• [Extracted records]

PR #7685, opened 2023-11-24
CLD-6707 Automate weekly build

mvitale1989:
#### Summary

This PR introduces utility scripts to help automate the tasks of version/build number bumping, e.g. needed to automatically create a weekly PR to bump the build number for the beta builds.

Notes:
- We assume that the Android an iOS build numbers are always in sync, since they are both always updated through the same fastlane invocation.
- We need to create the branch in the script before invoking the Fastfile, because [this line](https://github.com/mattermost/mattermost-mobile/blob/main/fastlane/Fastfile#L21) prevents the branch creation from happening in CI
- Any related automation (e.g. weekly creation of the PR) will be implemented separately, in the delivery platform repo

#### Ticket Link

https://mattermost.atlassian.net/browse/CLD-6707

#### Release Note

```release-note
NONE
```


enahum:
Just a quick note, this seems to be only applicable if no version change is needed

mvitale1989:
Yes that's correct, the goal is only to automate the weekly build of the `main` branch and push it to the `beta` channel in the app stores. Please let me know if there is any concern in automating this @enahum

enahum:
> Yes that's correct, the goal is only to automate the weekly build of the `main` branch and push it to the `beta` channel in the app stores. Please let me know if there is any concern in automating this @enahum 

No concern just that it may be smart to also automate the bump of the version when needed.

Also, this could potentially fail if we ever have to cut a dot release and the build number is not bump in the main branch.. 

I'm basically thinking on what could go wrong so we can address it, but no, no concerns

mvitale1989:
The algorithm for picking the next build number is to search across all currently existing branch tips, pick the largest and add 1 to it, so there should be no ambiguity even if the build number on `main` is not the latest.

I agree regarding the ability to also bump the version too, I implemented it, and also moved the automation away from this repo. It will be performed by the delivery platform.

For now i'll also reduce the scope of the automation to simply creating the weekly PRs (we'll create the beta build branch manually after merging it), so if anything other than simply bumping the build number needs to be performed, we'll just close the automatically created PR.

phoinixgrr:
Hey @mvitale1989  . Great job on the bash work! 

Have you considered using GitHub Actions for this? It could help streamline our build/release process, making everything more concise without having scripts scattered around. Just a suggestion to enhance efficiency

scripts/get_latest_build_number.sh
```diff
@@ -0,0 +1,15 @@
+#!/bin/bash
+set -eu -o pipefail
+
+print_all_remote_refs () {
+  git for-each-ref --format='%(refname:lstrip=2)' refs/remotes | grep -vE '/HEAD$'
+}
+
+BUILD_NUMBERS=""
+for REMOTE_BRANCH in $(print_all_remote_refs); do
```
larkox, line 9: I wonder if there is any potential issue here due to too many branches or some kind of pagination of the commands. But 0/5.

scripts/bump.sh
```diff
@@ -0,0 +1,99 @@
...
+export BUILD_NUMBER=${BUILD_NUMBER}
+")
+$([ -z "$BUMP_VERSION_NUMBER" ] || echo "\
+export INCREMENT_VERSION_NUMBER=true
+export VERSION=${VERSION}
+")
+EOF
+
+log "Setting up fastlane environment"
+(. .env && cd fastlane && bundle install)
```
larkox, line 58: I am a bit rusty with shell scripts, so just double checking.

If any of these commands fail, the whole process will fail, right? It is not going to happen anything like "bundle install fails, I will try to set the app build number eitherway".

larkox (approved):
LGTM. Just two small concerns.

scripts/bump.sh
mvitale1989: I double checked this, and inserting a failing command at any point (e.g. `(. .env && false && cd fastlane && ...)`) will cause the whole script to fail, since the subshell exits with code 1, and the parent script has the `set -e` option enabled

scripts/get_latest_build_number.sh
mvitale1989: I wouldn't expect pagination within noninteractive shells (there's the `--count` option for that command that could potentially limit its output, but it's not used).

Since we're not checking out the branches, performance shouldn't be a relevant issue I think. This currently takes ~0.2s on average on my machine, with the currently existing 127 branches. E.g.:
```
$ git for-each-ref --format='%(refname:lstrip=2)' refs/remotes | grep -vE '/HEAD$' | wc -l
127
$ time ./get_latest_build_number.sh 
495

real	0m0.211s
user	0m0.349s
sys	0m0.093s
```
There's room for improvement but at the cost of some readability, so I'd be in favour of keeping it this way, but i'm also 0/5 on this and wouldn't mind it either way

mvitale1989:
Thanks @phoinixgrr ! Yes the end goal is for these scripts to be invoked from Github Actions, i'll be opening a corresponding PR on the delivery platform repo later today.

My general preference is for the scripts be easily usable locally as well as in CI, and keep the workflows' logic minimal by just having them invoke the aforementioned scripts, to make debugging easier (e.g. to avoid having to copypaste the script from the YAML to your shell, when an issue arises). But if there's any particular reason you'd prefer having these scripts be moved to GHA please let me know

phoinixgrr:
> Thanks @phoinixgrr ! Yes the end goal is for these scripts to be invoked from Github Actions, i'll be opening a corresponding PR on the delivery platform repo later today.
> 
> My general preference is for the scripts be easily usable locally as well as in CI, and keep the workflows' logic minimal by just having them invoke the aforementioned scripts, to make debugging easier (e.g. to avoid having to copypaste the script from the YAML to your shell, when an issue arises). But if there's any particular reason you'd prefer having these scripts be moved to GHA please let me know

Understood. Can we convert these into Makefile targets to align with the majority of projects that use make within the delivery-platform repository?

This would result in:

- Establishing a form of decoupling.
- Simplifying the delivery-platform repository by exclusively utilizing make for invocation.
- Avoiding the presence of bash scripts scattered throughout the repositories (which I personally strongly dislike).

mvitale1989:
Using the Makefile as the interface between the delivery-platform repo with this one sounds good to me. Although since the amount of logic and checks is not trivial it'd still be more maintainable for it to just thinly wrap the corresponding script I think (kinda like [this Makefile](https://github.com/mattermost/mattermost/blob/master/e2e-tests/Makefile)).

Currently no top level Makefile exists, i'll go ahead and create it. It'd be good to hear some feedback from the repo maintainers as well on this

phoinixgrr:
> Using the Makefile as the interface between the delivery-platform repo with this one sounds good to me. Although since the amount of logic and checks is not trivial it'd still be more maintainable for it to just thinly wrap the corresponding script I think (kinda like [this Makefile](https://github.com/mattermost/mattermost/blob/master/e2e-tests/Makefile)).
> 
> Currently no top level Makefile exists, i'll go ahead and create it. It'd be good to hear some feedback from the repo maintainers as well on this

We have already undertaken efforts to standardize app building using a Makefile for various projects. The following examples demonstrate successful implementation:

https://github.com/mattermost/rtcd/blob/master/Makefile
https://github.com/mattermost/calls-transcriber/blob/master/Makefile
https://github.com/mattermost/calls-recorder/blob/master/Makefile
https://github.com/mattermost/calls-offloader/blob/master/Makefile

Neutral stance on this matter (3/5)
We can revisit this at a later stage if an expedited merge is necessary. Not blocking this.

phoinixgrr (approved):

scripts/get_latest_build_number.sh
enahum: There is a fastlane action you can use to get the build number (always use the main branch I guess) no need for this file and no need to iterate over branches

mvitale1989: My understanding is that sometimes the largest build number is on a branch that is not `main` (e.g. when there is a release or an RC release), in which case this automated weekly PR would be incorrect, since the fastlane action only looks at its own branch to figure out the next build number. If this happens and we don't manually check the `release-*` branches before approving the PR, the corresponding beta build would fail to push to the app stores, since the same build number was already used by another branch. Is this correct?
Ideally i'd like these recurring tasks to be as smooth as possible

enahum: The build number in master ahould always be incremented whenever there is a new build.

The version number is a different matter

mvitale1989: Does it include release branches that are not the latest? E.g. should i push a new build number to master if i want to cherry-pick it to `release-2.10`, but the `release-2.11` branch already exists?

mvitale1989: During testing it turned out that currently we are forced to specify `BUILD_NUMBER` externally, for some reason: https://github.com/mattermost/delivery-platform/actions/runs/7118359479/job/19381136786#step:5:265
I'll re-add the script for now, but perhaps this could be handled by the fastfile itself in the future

--

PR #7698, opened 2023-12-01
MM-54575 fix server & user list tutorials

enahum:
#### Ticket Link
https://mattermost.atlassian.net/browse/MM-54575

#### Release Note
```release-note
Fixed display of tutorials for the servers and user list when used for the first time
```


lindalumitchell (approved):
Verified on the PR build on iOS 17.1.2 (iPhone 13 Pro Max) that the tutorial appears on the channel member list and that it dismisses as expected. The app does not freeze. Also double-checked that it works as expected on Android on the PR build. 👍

...

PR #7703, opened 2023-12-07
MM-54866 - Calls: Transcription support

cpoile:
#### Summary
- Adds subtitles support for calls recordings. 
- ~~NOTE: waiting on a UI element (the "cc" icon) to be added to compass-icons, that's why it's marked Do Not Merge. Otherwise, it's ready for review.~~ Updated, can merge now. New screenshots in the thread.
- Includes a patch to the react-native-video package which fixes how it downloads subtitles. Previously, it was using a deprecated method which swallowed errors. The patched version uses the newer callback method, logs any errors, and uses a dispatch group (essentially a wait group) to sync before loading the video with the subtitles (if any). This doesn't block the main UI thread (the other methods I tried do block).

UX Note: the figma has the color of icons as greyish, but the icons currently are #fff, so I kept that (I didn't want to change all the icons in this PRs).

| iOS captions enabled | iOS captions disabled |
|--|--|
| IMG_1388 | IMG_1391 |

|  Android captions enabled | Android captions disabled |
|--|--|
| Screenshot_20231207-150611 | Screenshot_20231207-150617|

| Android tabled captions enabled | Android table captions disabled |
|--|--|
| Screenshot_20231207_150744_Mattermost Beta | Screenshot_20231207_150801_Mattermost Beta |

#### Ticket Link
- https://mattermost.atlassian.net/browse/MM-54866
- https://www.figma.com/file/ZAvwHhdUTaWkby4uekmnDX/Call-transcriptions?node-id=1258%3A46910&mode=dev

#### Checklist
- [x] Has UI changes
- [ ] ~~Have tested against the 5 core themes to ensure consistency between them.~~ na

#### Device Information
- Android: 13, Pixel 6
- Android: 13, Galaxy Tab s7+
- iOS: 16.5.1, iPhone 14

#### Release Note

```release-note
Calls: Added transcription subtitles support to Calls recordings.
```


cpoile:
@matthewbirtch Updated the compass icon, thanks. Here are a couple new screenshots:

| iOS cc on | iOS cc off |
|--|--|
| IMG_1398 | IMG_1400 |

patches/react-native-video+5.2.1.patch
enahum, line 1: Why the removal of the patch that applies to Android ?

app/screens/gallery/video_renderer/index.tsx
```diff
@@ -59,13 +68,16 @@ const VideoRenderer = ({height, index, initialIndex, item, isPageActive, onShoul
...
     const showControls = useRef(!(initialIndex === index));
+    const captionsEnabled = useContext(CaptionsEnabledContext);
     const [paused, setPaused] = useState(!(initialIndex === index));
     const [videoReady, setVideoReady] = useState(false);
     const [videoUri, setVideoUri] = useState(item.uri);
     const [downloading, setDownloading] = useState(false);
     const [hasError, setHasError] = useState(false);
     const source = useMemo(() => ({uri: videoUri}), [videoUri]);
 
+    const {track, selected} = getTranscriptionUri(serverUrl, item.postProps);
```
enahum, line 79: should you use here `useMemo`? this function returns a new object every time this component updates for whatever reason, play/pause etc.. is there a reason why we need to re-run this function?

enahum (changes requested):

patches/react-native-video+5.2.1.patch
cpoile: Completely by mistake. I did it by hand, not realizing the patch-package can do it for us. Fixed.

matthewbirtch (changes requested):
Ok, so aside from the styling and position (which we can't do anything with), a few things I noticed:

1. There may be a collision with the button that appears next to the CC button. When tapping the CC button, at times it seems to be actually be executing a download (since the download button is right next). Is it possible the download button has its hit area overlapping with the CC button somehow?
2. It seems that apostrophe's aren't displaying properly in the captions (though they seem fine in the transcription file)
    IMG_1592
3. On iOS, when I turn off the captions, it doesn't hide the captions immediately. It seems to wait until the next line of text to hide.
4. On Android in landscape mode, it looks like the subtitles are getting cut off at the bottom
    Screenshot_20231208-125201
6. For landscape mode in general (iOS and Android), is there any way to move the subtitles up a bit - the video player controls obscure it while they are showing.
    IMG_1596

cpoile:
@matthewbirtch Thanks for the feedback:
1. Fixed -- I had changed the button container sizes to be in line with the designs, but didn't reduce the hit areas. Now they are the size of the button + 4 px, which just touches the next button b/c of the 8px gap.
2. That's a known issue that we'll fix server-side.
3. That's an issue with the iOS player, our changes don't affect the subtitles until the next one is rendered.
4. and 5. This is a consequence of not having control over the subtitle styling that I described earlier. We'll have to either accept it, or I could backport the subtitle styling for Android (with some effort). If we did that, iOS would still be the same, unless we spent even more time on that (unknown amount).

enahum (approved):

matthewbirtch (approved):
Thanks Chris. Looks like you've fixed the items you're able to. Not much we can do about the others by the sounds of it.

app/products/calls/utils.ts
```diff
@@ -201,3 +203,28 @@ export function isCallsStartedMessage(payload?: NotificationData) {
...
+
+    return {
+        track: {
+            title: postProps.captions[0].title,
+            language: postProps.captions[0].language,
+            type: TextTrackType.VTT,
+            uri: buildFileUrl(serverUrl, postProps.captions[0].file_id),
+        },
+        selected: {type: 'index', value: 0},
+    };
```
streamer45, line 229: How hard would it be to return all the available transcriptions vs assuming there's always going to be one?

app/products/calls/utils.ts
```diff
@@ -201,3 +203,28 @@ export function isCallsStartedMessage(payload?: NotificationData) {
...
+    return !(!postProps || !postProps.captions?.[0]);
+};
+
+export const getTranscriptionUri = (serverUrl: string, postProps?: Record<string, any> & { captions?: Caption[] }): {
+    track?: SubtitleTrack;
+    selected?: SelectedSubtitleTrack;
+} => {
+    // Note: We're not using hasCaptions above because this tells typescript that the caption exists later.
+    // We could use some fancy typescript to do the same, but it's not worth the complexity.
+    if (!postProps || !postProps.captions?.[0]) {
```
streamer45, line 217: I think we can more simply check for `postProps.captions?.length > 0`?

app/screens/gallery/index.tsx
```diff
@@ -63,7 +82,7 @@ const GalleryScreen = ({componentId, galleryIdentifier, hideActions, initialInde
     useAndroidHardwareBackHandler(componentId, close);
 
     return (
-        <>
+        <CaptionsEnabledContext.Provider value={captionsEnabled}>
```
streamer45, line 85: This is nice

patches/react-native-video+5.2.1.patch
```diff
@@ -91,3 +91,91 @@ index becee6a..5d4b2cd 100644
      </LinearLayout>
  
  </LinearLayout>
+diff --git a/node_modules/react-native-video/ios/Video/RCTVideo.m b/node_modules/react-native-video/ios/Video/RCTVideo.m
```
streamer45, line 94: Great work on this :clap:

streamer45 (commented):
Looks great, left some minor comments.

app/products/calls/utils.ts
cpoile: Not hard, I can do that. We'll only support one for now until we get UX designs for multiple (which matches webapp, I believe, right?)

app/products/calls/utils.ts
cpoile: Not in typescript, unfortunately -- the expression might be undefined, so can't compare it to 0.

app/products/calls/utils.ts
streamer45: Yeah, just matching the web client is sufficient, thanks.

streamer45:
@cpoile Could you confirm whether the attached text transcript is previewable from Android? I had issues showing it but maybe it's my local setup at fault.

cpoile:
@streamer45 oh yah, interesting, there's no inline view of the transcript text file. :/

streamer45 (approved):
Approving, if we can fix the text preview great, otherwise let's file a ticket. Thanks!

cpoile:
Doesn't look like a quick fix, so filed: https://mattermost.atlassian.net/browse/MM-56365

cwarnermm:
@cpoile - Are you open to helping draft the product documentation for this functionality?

• [Task directions]
Wherever a line in the data above contains the word "scattered", copy that line.

• [Result of the task]
Have you considered using GitHub Actions for this? It could help streamline our build/release process, making everything more concise without having scripts scattered around. Just a suggestion to enhance efficiency
- Avoiding the presence of bash scripts scattered throughout the repositories (which I personally strongly dislike).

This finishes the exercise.